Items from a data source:
----------
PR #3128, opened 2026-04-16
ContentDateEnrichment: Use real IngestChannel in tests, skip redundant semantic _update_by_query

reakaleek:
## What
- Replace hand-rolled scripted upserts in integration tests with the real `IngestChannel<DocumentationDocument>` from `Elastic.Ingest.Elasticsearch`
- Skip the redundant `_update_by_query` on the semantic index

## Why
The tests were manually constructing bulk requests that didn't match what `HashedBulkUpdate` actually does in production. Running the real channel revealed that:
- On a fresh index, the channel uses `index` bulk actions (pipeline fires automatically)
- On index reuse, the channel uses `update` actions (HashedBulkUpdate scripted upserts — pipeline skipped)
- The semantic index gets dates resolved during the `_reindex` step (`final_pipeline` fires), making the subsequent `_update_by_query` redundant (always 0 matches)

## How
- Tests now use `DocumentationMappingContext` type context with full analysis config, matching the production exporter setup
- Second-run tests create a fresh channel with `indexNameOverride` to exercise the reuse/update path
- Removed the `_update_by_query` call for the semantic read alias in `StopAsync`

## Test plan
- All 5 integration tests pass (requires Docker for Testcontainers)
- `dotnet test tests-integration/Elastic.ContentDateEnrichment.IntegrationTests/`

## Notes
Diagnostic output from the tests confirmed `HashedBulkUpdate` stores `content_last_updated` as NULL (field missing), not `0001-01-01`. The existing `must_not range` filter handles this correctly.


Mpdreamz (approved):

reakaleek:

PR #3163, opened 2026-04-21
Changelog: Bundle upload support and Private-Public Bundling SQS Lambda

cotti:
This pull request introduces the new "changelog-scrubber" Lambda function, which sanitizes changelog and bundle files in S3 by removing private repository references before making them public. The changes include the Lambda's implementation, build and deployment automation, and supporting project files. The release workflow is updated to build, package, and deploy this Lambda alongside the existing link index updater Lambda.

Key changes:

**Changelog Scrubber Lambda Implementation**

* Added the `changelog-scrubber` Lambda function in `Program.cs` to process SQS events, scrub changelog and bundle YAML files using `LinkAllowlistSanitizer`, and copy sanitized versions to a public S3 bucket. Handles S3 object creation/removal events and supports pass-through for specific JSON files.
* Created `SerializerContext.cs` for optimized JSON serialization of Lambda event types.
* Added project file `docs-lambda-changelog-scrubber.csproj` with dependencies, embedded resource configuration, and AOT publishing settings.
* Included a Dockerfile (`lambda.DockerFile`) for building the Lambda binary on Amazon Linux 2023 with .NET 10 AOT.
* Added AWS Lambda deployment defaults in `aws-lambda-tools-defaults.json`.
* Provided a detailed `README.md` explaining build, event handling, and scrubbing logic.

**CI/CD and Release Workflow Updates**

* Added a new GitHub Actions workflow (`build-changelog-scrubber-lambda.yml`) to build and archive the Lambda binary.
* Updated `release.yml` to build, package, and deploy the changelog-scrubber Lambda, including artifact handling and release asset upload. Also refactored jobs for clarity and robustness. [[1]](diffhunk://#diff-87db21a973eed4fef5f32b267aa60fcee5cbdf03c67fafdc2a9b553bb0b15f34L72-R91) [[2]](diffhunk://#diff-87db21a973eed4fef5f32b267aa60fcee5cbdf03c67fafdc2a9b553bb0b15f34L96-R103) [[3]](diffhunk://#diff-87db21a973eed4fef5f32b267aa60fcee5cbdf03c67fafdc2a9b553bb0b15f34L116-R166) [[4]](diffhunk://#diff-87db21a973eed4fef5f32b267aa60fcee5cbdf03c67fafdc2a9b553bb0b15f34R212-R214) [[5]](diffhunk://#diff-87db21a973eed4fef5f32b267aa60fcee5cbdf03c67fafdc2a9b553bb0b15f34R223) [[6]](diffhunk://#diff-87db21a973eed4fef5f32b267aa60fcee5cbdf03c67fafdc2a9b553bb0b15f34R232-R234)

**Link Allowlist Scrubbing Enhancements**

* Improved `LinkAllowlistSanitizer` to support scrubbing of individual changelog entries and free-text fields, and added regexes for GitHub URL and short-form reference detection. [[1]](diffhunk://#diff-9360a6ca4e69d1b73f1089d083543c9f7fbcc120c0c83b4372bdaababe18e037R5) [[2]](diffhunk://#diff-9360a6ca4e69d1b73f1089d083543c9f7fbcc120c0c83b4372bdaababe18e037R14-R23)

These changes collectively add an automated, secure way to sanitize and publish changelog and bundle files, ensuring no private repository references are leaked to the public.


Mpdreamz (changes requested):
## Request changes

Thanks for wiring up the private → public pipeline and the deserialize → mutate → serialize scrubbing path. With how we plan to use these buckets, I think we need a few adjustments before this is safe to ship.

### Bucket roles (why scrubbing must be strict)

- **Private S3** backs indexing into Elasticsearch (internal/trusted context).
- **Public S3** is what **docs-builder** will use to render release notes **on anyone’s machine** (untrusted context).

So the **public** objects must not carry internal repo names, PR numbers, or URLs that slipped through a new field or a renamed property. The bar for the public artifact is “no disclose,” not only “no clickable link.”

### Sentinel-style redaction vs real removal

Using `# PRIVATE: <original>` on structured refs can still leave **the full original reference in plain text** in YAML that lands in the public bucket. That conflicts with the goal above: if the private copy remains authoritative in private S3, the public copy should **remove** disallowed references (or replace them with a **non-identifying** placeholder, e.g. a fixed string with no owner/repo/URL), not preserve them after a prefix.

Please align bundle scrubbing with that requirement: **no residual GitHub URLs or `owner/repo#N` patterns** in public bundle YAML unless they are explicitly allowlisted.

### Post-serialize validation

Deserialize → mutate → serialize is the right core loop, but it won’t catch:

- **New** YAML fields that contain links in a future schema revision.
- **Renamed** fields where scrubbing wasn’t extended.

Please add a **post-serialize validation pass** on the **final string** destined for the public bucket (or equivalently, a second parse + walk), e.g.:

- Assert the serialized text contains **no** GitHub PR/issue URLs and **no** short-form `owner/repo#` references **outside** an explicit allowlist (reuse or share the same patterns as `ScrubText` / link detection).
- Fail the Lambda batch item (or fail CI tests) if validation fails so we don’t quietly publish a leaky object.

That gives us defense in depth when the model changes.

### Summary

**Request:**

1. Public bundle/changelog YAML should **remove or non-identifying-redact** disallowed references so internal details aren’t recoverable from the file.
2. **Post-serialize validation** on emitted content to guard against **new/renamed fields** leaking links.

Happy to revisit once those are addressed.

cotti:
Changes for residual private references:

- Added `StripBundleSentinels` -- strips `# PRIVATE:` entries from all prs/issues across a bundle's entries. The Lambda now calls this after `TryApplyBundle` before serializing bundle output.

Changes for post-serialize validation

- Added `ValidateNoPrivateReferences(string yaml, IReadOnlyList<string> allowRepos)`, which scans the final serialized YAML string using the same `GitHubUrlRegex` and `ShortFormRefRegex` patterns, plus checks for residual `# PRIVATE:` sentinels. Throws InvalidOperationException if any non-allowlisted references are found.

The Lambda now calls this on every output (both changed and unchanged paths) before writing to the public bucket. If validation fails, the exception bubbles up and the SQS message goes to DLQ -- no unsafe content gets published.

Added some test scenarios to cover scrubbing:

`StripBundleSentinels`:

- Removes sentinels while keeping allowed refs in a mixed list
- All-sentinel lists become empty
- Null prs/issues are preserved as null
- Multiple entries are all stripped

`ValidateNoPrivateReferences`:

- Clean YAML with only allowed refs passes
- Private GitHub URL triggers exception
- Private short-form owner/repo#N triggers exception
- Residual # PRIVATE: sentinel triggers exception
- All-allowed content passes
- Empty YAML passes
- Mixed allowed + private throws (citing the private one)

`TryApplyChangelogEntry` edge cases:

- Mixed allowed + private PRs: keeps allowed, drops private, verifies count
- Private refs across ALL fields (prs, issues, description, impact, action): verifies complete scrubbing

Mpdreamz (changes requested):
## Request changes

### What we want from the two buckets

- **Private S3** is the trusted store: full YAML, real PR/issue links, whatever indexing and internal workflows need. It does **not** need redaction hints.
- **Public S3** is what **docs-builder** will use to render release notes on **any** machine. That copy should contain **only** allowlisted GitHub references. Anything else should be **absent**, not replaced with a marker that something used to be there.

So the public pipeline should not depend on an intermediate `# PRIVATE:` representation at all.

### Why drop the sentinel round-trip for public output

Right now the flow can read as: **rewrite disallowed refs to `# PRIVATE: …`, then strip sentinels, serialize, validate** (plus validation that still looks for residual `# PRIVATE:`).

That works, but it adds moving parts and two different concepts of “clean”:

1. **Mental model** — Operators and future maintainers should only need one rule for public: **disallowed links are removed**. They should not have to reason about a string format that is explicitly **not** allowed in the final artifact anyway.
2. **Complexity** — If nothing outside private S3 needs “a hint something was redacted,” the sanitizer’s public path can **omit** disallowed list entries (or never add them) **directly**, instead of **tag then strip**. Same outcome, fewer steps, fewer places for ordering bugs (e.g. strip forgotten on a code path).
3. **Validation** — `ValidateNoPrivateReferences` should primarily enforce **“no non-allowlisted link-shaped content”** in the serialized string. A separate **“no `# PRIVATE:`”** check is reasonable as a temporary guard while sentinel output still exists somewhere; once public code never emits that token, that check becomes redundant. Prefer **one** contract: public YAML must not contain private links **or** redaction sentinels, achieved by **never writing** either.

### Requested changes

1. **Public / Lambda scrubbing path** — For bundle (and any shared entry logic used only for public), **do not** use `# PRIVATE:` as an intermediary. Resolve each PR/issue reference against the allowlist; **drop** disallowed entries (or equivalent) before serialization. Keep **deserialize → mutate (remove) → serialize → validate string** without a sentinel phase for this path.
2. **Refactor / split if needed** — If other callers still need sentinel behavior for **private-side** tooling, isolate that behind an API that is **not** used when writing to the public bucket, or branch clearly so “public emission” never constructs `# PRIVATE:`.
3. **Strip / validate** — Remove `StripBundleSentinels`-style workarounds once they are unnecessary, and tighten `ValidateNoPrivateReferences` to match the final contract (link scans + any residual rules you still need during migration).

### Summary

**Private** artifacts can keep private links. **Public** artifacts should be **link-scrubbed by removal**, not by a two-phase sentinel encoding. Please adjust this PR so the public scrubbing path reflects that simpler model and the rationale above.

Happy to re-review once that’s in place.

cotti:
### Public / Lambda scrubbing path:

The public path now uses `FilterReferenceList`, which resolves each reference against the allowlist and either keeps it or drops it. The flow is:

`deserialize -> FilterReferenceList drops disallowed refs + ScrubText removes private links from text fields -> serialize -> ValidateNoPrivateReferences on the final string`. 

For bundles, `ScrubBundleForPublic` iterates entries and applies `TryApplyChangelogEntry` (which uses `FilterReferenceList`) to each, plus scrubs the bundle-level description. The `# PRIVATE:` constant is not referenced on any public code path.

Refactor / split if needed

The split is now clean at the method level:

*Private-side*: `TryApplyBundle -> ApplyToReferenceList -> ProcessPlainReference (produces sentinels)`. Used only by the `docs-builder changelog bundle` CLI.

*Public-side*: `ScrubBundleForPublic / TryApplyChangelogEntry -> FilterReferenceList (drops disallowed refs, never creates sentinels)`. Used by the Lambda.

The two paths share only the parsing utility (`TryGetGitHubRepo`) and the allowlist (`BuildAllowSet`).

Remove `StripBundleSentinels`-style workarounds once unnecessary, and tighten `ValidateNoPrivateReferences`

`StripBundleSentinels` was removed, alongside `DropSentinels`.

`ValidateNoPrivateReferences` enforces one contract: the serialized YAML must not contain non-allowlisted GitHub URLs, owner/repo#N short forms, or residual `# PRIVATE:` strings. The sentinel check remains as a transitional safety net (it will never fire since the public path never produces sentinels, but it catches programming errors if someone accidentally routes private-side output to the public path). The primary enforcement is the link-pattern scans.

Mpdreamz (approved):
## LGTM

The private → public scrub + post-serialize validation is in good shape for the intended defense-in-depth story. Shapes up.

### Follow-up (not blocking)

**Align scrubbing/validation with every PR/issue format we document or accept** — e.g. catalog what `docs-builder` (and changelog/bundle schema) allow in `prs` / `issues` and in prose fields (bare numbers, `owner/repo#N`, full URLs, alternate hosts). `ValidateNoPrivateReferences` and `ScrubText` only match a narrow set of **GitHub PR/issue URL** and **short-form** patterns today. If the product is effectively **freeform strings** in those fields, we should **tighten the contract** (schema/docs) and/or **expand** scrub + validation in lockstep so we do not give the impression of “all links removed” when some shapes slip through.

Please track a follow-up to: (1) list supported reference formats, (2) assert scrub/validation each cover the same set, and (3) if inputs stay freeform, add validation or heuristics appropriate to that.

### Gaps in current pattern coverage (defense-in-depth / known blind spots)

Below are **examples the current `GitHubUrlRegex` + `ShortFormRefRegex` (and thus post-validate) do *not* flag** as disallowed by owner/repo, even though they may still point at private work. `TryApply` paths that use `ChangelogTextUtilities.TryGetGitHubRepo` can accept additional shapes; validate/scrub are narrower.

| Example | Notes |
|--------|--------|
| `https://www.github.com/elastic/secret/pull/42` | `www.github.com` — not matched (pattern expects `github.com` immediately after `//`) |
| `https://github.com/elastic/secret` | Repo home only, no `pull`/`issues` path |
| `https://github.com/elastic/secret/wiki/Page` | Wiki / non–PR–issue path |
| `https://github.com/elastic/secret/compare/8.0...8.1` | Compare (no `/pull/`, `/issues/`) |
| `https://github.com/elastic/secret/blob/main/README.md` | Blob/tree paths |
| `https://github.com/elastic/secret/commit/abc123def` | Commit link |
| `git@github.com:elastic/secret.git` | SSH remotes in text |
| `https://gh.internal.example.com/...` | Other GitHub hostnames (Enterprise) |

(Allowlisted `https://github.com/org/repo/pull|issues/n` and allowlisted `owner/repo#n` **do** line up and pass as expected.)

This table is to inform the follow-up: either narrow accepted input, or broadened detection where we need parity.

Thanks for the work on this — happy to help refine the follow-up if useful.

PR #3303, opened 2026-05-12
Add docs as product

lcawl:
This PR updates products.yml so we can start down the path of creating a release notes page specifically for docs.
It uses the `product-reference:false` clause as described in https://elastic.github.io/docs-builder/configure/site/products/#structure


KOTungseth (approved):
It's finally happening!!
----------
■ Goal of the exercise: Among the entries, copy every line containing the word "never".

■ Solution to the problem:
2. **Complexity** — If nothing outside private S3 needs “a hint something was redacted,” the sanitizer’s public path can **omit** disallowed list entries (or never add them) **directly**, instead of **tag then strip**. Same outcome, fewer steps, fewer places for ordering bugs (e.g. strip forgotten on a code path).
3. **Validation** — `ValidateNoPrivateReferences` should primarily enforce **“no non-allowlisted link-shaped content”** in the serialized string. A separate **“no `# PRIVATE:`”** check is reasonable as a temporary guard while sentinel output still exists somewhere; once public code never emits that token, that check becomes redundant. Prefer **one** contract: public YAML must not contain private links **or** redaction sentinels, achieved by **never writing** either.
2. **Refactor / split if needed** — If other callers still need sentinel behavior for **private-side** tooling, isolate that behind an API that is **not** used when writing to the public bucket, or branch clearly so “public emission” never constructs `# PRIVATE:`.
*Public-side*: `ScrubBundleForPublic / TryApplyChangelogEntry -> FilterReferenceList (drops disallowed refs, never creates sentinels)`. Used by the Lambda.
`ValidateNoPrivateReferences` enforces one contract: the serialized YAML must not contain non-allowlisted GitHub URLs, owner/repo#N short forms, or residual `# PRIVATE:` strings. The sentinel check remains as a transitional safety net (it will never fire since the public path never produces sentinels, but it catches programming errors if someone accidentally routes private-side output to the public path). The primary enforcement is the link-pattern scans.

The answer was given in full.